The equation has been extended to incorporate the effect of additional risk factors. The model takes account of breast density on mammography, in addition to other information that could be obtained by questionnaire:
The researchers carried out a series of mathematical calculations to estimate how specific individual risk factors would contribute to lifetime risk of breast cancers; these calculations were based on the assumption that all of the risk data would be available.
They estimated women in the lowest risk category would have a 2.8% lifetime risk of breast cancer, and that women in the highest risk category would have a 30.6% lifetime risk.
In terms of the general population, they estimated that around 1 in 7 women would be defined as having moderate risk of breast cancer (lifetime risk of 17 to 29%).

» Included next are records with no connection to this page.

PR #7232, opened 2024-06-23
If not within Docker, load the azuracast.env file

Yahav:
When running inside Docker, it takes care of injecting the azuracast.env file to the local ENV. If AzuraCast runs outside of Docker it now loads the environment directly from the azuracast.env file.

**Fixes issue:**
This issue wasn't reported yet

**Proposed changes:**

- Load azuracast.env file when not running within Docker.

### DIFF
--- a/backend/src/Environment.php
+++ b/backend/src/Environment.php
@@ -6,6 +6,7 @@ namespace App;
 
 use App\Enums\ApplicationEnvironment;
 use App\Enums\ReleaseChannel;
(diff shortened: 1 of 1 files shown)


Yahav:
ps. i do feel that importing AzuraCastEnvFile App\Installer\EnvFiles\ isn't the best practice but i didn't want to modify the namespace tree by moving the EnvFIles dir to main src dir.

PR #7293, opened 2024-07-04
POC: Feature/max bitrate

Yahav:
This adds the ability for administrators to set a maximum bitrate for a station.
This will limit the bitrates of:
- Mount points
- HLS Streams
- Remote Relays
- Live Streams Recordings

It includes a backend validation as well as a mechanism in which when downgrading a station bitrate limit it also sets any of the above that is higher than the limit to the new limit.

It also utilizes Icecast-KH limit-rate functionality to limit live streaming bitrate as well, in case one was to broadcast at a higher bitrate the stream will be "skippy"/"glichy".

Requested at: https://features.azuracast.com/suggestions/113370/station-bitrate-limits

**TODO:** 

- [X] For some reason it fetched my personal changes to `frontend/entities/ApiInterfaces.ts`, needs to replace Caster.fm with the original Azuracast strings.
- [X] Same goes for changes already merged in the past, no idea how to get rid of those commits in here.
- [ ] Should probably add a notice at the "Broadcasting Service" pane as well as the "Streamer/DJ Accounts" > "Connection Information" pane letting the user know his maximum bitrate for live streams.
- [ ] As with any project there are standard and practices that i probably didn't met, this will require a thorough review.
- [X] I removed the custom bitrate option entirely as i don't see a real value for it, but if you could think of a way to implement if while retaining the limit, great.
- [ ] Not sure how to deal with the translations, not sure how do i update the translation files with the new phrases.


Vaalyn:
❤️  thank you for working on this feature.

I know this is still WIP but I've taken a look at the code already and wanted to bring something up for discussion:

The new `max_bitrate` setting is initialized with 128 as default & as fallback if none is set. I think it would be better to have the default be empty / null in order to still allow stations with arbitrary bitrates. Otherwise users will have to always configure a bitrate limit for stations even if they don't need / want that. It would also currently limit all existing stations to 128 after the migration which could most likely cause issues for existing stations.

Apart from that you could probably simplify the code in the `lowerXyzBitrate` methods a bit by using the sub-entities from the station entity instead of fetching a new instance, for example: 
```php
public function lowerHlsBitrate(Station $station): void
{
    foreach ($station->getHlsStreams() as $hlsStream) {
        if ($hlsStream->getBitrate() > $station->getMaxBitrate()) {
            $hlsStream->setBitrate($station->getMaxBitrate());
            $this->em->persist($hlsStream);
        }
    }

    $this->em->flush();
}
```

Vaalyn:
Just saw that shoutcast also seems to support setting a max bitrate in their config. You might want to add it there too:
https://sc-mirror.shoutca.st/docs/DNAS_Server.html#Stream_Configuration

Yahav:
>Apart from that you could probably simplify the code in the lowerXyzBitrate methods a bit by using the sub-entities from the station entity instead of fetching a new instance, for example:

Ohhh that's nice... will take care of it tomorrow.

>Just saw that shoutcast also seems to support setting a max bitrate in their config. You might want to add it there too

Will take care of it tomorrow, however i don't have a license for Shoutcast so i won't be able to test it.


>The new max_bitrate setting is initialized with 128 as default & as fallback if none is set. I think it would be better to have the default be empty / null in order to still allow stations with arbitrary bitrates. Otherwise users will have to always configure a bitrate limit for stations even if they don't need / want that. It would also currently limit all existing stations to 128 after the migration which could most likely cause issues for existing stations.

Hmm... so, set it to null and at the enforcements of the bitrate limit check if not null first? 
How would we handle previously entered custom bitrates? maybe there's a way to keep the custom bitrate option but limit it as well to the max station limit.

Vaalyn:
> How would we handle previously entered custom bitrates? maybe there's a way to keep the custom bitrate option but limit it as well to the max station limit.

Maybe we could use a specific validator on the property to enforce a max on there even for custom values.
The validation the frontend uses is built on [Vuelidate](https://vuelidate-next.netlify.app/) which should be able to handle such a case via the `maxValue` built-in validator.

Yahav:
@Vaalyn Done.
I addressed the backwards computability by considering 0 as unlimited and setting it as default.
This does need some further testing though.

Yahav:
Also worth mentioning that custom bitrates may break liquidsoap as it expects a standard bitrate.
```
2024/07/05 09:41:26 [lang:3] API feedback - Response (200): true
At /var/azuracast/stations/azuratest_radio/config/liquidsoap.liq, line 253, char 48-50:
    %mp3(samplerate=44100, stereo=true, bitrate=66),

Error 8: Invalid bitrate value
At /var/azuracast/stations/azuratest_radio/config/liquidsoap.liq, line 253, char 48-50:
    %mp3(samplerate=44100, stereo=true, bitrate=66),
```

Yahav:
Another note: 
This breaks the edit modal at /admin/stations.

Yahav:
Closing this one in favor of the newer one

PR #7335, opened 2024-07-19
"Create New Key" -> "Create Another Key"

mdrxy:
**Proposed changes:**
"Create New Key" doesn't indicate that an API key was just generated -- instead, it can be seen as a second button to "confirm" the creation of the API key, when it is in fact already created, and pressing the button again would generate a second key unnecessarily. May or may not be inspired by a personal experience/hiccup.


BusterNeece:
@mdrxy By the way, just so you know since you're doing a bunch of these PRs...you don't need to (and we don't necessarily benefit from) updating the translation strings any time you change a string in the app. The strings are automatically pulled for the current version of the app and synced with CrowdIn as part of the build process, which would overwrite your changes anyway.

frontend/components/Account/ApiKeyModal.vue
```diff
@@ -54,7 +54,7 @@
                     :class="(v$.$invalid) ? 'btn-danger' : 'btn-primary'"
                     @click="doSubmit"
                 >
-                    {{ $gettext('Create New Key') }}
```
BusterNeece, line 57: I don't want to solve this problem this way. If the "create new key" button is showing up on the "new key" page, that's an error and only the "close" button should be shown there. The "Create new key" button would force a resubmit of the previous data, which is certainly not what users want, regardless of what it's named.

mdrxy:
@BusterNeece good to know, thank you! Are there any places outside of the actual `.vue` files that language should be added (that aren't the translation files?

BusterNeece:
No need, the "extract strings" functions work on both the PHP and Vue files automatically.

frontend/components/Account/ApiKeyModal.vue
mdrxy: Screenshot 2024-07-19 at 03 35 34

This is the screen I'm referring to - pressing "create new" generates a second, unique key.

BusterNeece:
I think this should actually be three separate PRs, one for each thing being changed (the API key modal, the RadioReg typos/descriptions, and the vuelidate changes) because I don't necessarily think we should merge them all and I'd like to review them separately.

frontend/components/Account/ApiKeyModal.vue
BusterNeece: I changed/fixed this in the latest Rolling Release, so no PR is necessary for this feature.

PR #7362, opened 2024-08-02
Update BaseUrlCheck to include clickable link in error message

mdrxy:
**Proposed changes:**
Make the link in the Base URL notification clickable.


BusterNeece:
We don't inject HTML into notifications specifically to avoid having to worry about escaping incoming content. In my local tests, this never worked properly as a result of this. Please make sure to test your PRs locally first before submitting them or taking them out of "Draft" status.

PR #7372, opened 2024-08-06
Fix issue #7367 - Add overflow ellipsis

### LINKED ISSUE #7367: Left sidebar width issue in greek locale
### Installation Method

Docker Installation

### AzuraCast Release Channel

Rolling Release Channel

### Current AzuraCast Version

#d7070dd (2024-07-21 15:48) 

### What happened?

Verifying the greek translation.
When translated into greek the left sidebar's width is not enough.
Administration -> Stations -> Install GeoLite IP Database, translates into greek as 
"Εγκατάσταση Βάσης Δεδομένων GeoLite IP" 
which is longer than the sidebar's width.
And hence, part of it is hidden.
Here is a screenshot of the issue:

azuracast_greek

I tried investigating a bit more, but my knowledge in php, vue and ts and extremely limited (...zero!).
If this helps, two files seem to me related to this issue:

frontend/components/Admin/Stations.vue
frontend/components/Admin/menu.ts

Maybe, something like "auto width" could fix this.
Or, if the width needs to stay as is, different display of the translation???

### Relevant log output

_No response_

Vaalyn:
**Fixes issue:**
Fixes #7367

**Proposed changes:**
This PR aims to fix the problem with overlong link texts in the sidebar in other languages. For this I've added some classes on the nav items & links that add ellipsis when the text would overflow.

There is currently one problem that still needs to be fixed there, namely that I can't set the `title` attribute on `router-link` in order to get tooltips to work on those elements which is why this is a draft PR for now.

### DIFF
--- a/frontend/components/Common/SidebarMenu.vue
+++ b/frontend/components/Common/SidebarMenu.vue
@@ -51,21 +51,21 @@
                         <router-link
                             v-if="isRouteLink(item)"
                             :to="item.url"
-                            class="nav-link might-overflow ps-4 py-2"
+                            class="nav-link ps-4 py-2"
                             :class="getLinkClass(item)"
                             :title="item.title"
                         >
-                            {{ item.label }}
+                            <span class="might-overflow">{{ item.label }}</span>
                         </router-link>
                         <a
                             v-else
-                            class="nav-link might-overflow ps-4 py-2"
+                            class="nav-link ps-4 py-2"
                             :class="item.class"
                             :href="item.url"
                             :target="(item.external) ? '_blank' : ''"
                             :title="item.title"
                         >
-                            {{ item.label }}
+                            <span class="might-overflow">{{ item.label }}</span>
                             <icon
                                 v-if="item.external"
                                 class="sm ms-2"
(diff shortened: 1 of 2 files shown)


BusterNeece:
@Vaalyn I believe we have a class for this in our custom SCSS already, `.might-overflow` or something very similar...it's how we handle the same situation on the public player pages, so if you hover it unfurls the text but by default it uses ellipsis.

Vaalyn:
Have reused the existing `might-overflow` mixin as recommended and added this to the elements in the SideMenu, this is the result:

image
image
image

Vaalyn:
The additional `<span>`'s are because otherwise the icons vanish.

BusterNeece:
Hmm. That top icon doesn't look quite right. If you wanna keep hammering at it, that's fine, or just let me know and I can take a crack at it.

Vaalyn:
🤔 that's weird... the icon `<svg>` element has the class `.icon` which gives it a fixed width:
```css
width: 1em;
height: 1em;
display: inline-block;
...
```

But when the text is too long and thus overflows it shrinks... how? 😅 

I've added a `min-width` with the same `1em` as the `width` and that fixes it, not sure why that's needed though...

image

image

Vaalyn:
I think that's fine now:

image
image
image

BusterNeece:
Yeah that looks good to me 👍

PR #7388, opened 2024-08-13
Features: Maximum Bitrate, Maximum Mounts and Maximum HLS Streams

Yahav:
**This adds the ability for administrators to set:**

**A maximum bitrate for a station.**
This will limit the bitrates of:

- Mount points
- HLS Streams
- Remote Relays
- Live Streams Recordings

It includes a backend validation as well as a mechanism in which when downgrading a station bitrate limit it also sets any of the above that is higher than the limit to the new limit.
It also utilizes Icecast-KH limit-rate functionality to limit live streaming bitrate as well, in case one was to broadcast at a higher bitrate the stream will be "skippy"/"glichy".
Requested at: https://features.azuracast.com/suggestions/113370/station-bitrate-limits

**A maximum number of of mounts points and hls streams for a station.**
It includes a mechanism that will remove excessive mounts and hls streams when an admin change the limits to a lower one than the user currently have.

TODO (Could use some help here):

- [ ]  Should probably add a notice at the "Broadcasting Service" pane as well as the "Streamer/DJ Accounts" > "Connection Information" pane letting the user know his maximum bitrate for live streams.
- [ ]   As with any project there are standard and practices that i probably didn't met, this will require a thorough review.
- [ ]   Not sure how to deal with the translations, not sure how do i update the translation files with the new phrases.


Vaalyn:
I'm taking a look at the code in small bites for now so that this doesn't have to sit without any response until there is more time available to me. Hope that's okay since I'll not be able to gather every bit of feedback at once and will probably post a comment here and there in between 😅 

I like the naming of the `reduceMountPointsToLimit` & `reduceHlsStreamsToLimit` methods as they make the intent behind them explicitly clear just from the naming. Could we adjust the other methods to the same naming scheme?

- `lowerMountsBitrate` => `reduceMountsBitrateToLimit`
- `lowerHlsBitrate` => `reduceHlsBitrateToLimit`
- `lowerRemoteRelayAutoDjBitrate` => `reduceRemoteRelayAutoDjBitrateToLimit`
- `lowerLiveBroadcastRecordingBitrate` => `reduceLiveBroadcastRecordingBitrateToLimit`

backend/src/Controller/Api/Admin/StationsController.php
```diff
@@ -337,7 +339,38 @@ protected function handleEdit(Station $station): Station
...
+        }
+
+        $maxHlsStreamsLowered = $station->getMaxHlsStreams() !== 0
+            && ($oldMaxHlsStreams > $station->getMaxHlsStreams());
+        if ($maxHlsStreamsLowered) {
+            $this->stationRepo->reduceHlsStreamsToLimit($station);
+        }
+
+        if (
+            $adapterChanged || $maxBitrateChanged || $enabledChanged
```
Vaalyn, line 371: Would recommend to reformat this as follows for easier readability:
```php
if (
    $adapterChanged
    || $maxBitrateChanged
    || $enabledChanged
    || $maxMountsLowered
    || $maxHlsStreamsLowered
) {
```

backend/src/Controller/Api/Stations/HlsStreamsController.php
```diff
@@ -135,4 +137,16 @@ final class HlsStreamsController extends AbstractStationApiCrudController
 {
     protected string $entityClass = StationHlsStream::class;
     protected string $resourceRouteName = 'api:stations:hls_stream';
+
+    protected function createRecord(ServerRequest $request, array $data): object
+    {
+        $station = $request->getStation();
+        if ($station->getMaxHlsStreams() !== 0 && $station->getMaxHlsStreams() <= $station->getHlsStreams()->count()) {
+            throw new ValidationException(
+                'Unable to create a new stream, station\'s maximum HLS streams reached.'
```
Vaalyn, line 146: Haven't checked but those are shown in the UI as error popup messages, right?
Then we should make them translatable via: `__('Unable to create a new stream, station\'s maximum HLS streams reached.')`

Same applies for the other `ValidationException`'s

backend/src/Entity/Repository/StationRepository.php
```diff
@@ -131,7 +132,7 @@ public function resetHls(Station $station): void
             $streams = [
                 'aac_lofi' => 48,
                 'aac_midfi' => 96,
-                'aac_hifi' => 192,
+                'aac_hifi' => $station->getMaxBitrate() !== 0 ? $station->getMaxBitrate() : 128,
```
Vaalyn, line 135: The default should probably be kept at `192` instead of `128` if no max given

backend/src/Entity/Repository/StationRepository.php
```diff
@@ -147,6 +148,90 @@ public function resetHls(Station $station): void
...
+    {
+        foreach ($station->getMounts() as $mount) {
+            if ($mount->getAutodjBitrate() > $station->getMaxBitrate()) {
+                $mount->setAutodjBitrate($station->getMaxBitrate());
+                $this->em->persist($mount);
+            }
+        }
+
+        $this->em->flush();
+        $this->em->refresh($station);
```
Vaalyn, line 161: I don't think a refresh is necessary here since we only manipulate entities that are already tracked by Doctrine as part of the `Station` entity so it should know about those changes already. If I'm not misremembering a refresh would only be needed for example if a new entity was added with a relation to the station.

Vaalyn: The same should apply to the other new methods here

backend/src/Entity/Station.php
```diff
@@ -150,7 +154,7 @@ class Station implements Stringable, IdentifiableEntityInterface
     protected ?string $genre = null;
 
     #[
-        OA\Property(example: "/var/azuracast/stations/azuratest_radio"),
+        OA\Property(example: "/var/azuracast/stations/azuracast_radio"),
```
Vaalyn, line 157: Probably an unintended change

backend/src/Entity/Station.php
```diff
@@ -885,6 +919,53 @@ public function setTimezone(?string $timezone): void
         $this->timezone = $timezone;
     }
 
+    public function getMaxBitrate(): int
+    {
+        return $this->max_bitrate;
+    }
+
+    public function setMaxBitrate(int $max_bitrate): void
```
Vaalyn, line 927: Please use camelCase instead of snake_case for the parameters in the new setters here to adhere to PSR-12.

backend/src/Radio/Frontend/Icecast.php
```diff
@@ -189,6 +189,11 @@ public function getCurrentConfiguration(Station $station): ?string
                 'listenurl' => $this->getUrlForMount($station, $mountRow),
             ];
 
+            if ($station->getMaxBitrate() !== 0) {
+                $maxBitrateInBps = (int) $station->getMaxBitrate() * 1000 + 2500;
```
Vaalyn, line 193: Clarification questions:

- Is base `1000` instead of `1024` correct here?
- What's the extra `2500` for, is that to take small variance in the bitrate into account?

backend/src/Validator/Constraints/StationMaxBitrateChecker.php
```diff
@@ -0,0 +1,36 @@
...
+
+#[Attribute(Attribute::TARGET_PROPERTY)]
+final class StationMaxBitrateChecker extends Constraint
+{
+    public function __construct(
+        public string $stationGetter = '',
+        public string|array $selectedBitrate = '',
+        array $options = []
+    ) {
+
```
Vaalyn, line 18: Unnecessary empty line at beginning of method

backend/src/Controller/Api/Admin/StationsController.php
Yahav: Done

backend/src/Controller/Api/Stations/HlsStreamsController.php
Yahav: Done

backend/src/Entity/Repository/StationRepository.php
Yahav: I'm rather not comfortable enough to make this change :) 
could you help with this?

backend/src/Entity/Station.php
Yahav: Done

backend/src/Entity/Station.php
Yahav: Done

backend/src/Radio/Frontend/Icecast.php
Yahav: >Is base 1000 instead of 1024 correct here?
Fixed

>What's the extra 2500 for, is that to take small variance in the bitrate into account?
Exactly

backend/src/Validator/Constraints/StationMaxBitrateChecker.php
Yahav: Done

backend/src/Validator/Constraints/StationMaxBitrateChecker.php
```diff
@@ -0,0 +1,36 @@
...
+        $options['stationGetter'] = $stationGetter;
+        $options['selectedBitrate'] = $selectedBitrate;
+
+        parent::__construct($options);
+    }
+    public function getTargets(): string
```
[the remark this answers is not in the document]
Yahav: Done

Vaalyn:
> @Vaalyn all done expect for this Doctrine refresh one

I've just pushed a few commits (separated them by intent so they can be easier followed) 👍 

Could you verify if everything still works as expected for you too?

Yahav:
>Could you verify if everything still works as expected for you too?

Amazing. seem to work :)

PR #7391, opened 2024-08-15
OpenAPI.yml errors resolved

Lexian-droid:
**Fixes issue:**

As far as I know, no one has made an issue relating to this specific problem.

**Proposed changes:**

- Fixes OpenAPI structural errors and semantic errors.

These errors include:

Only around 1 in 100 women would be in the highest risk category (above 30%).
The researchers then looked at how accurately the tool could predict risk if there was missing data. For example, if there was no mammography or genetic data available. So, if you only had questionnaire-based risk factor information and no data on family history, nearly all women would be classed as low population-level risk (around 11.5% lifetime risk) with only 3% of women categorised as moderate risk (17 to 29% lifetime risk).
If you do have mammography and genetic data available then the tool becomes more precise. With this information it is estimated 84% of women would be classed as low risk, 15% moderate risk and 1% high risk.
The researchers concluded: "This comprehensive model should enable high levels of [breast cancer] risk stratification in the general population and women with family history, and facilitate individualized, informed decision-making on prevention therapies and screening.”
This is a valuable study which shows how putting different genetic and risk factor data into a prediction equation could help us understand how likely a woman is to develop breast cancer.
However, the equation only provides a detailed risk estimate if there is a complete set of data, including genetic and mammography data.
If there is only limited data available, such as a woman's responses to questions about risk factors like body mass index and alcohol intake, the tool becomes much less reliable.
This leads to a number of practical issues.
Many women are not going to have genetic or mammography data available. Also, as the researchers themselves say, inputting all of this individual risk factor information into the model would take time (and money). It is not something that could be done during a single GP appointment.
Even with practical issues aside and all data available, the model is based on assumptions of the extent to which particular factors increase risk (such as combination of a certain number of SNPs). Risk could also be influenced by other genetic or medical factors that aren't in the model. So at best the model can still only estimate risk.
You'd also need to consider who this model would be used for – for example whether you would invite all women to be assessed and at what age. Then there is the potential harm that could arise from telling women their risk of breast cancer – when this is only a possibility. Even among the women in the moderate and high-risk groups, many would still never develop breast cancer in their lifetime.
Overall it is far too early to suggest a new predictive test for breast cancer is on the horizon.